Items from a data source
━━━━━━━━━━━━━━━━━━━━
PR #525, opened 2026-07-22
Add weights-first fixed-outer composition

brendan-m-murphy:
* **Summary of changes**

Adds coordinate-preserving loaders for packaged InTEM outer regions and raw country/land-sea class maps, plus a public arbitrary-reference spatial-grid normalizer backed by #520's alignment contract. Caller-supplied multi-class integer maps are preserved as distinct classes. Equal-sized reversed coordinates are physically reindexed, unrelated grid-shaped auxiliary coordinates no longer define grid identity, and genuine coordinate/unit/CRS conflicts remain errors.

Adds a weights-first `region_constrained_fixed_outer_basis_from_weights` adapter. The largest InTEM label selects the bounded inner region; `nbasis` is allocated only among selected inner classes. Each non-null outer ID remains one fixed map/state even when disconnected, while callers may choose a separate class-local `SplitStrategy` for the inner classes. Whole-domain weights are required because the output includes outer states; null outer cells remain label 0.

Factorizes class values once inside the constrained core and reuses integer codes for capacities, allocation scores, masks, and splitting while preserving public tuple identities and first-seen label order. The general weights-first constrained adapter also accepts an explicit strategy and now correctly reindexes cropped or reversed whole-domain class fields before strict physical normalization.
━━━━━━━━━━━━━━━━━━━━
Repeat every record exactly, so that nothing is lost or altered.

### Answer area
PR #525, opened 2026-07-22
Add weights-first fixed-outer composition

brendan-m-murphy:
* **Summary of changes**

Adds coordinate-preserving loaders for packaged InTEM outer regions and raw country/land-sea class maps, plus a public arbitrary-reference spatial-grid normalizer backed by #520's alignment contract. Caller-supplied multi-class integer maps are preserved as distinct classes. Equal-sized reversed coordinates are physically reindexed, unrelated grid-shaped auxiliary coordinates no longer define grid identity, and genuine coordinate/unit/CRS conflicts remain errors.

Adds a weights-first `region_constrained_fixed_outer_basis_from_weights` adapter. The largest InTEM label selects the bounded inner region; `nbasis` is allocated only among selected inner classes. Each non-null outer ID remains one fixed map/state even when disconnected, while callers may choose a separate class-local `SplitStrategy` for the inner classes. Whole-domain weights are required because the output includes outer states; null outer cells remain label 0.

Factorizes class values once inside the constrained core and reuses integer codes for capacities, allocation scores, masks, and splitting while preserving public tuple identities and first-seen label order. The general weights-first constrained adapter also accepts an explicit strategy and now correctly reindexes cropped or reversed whole-domain class fields before strict physical normalization.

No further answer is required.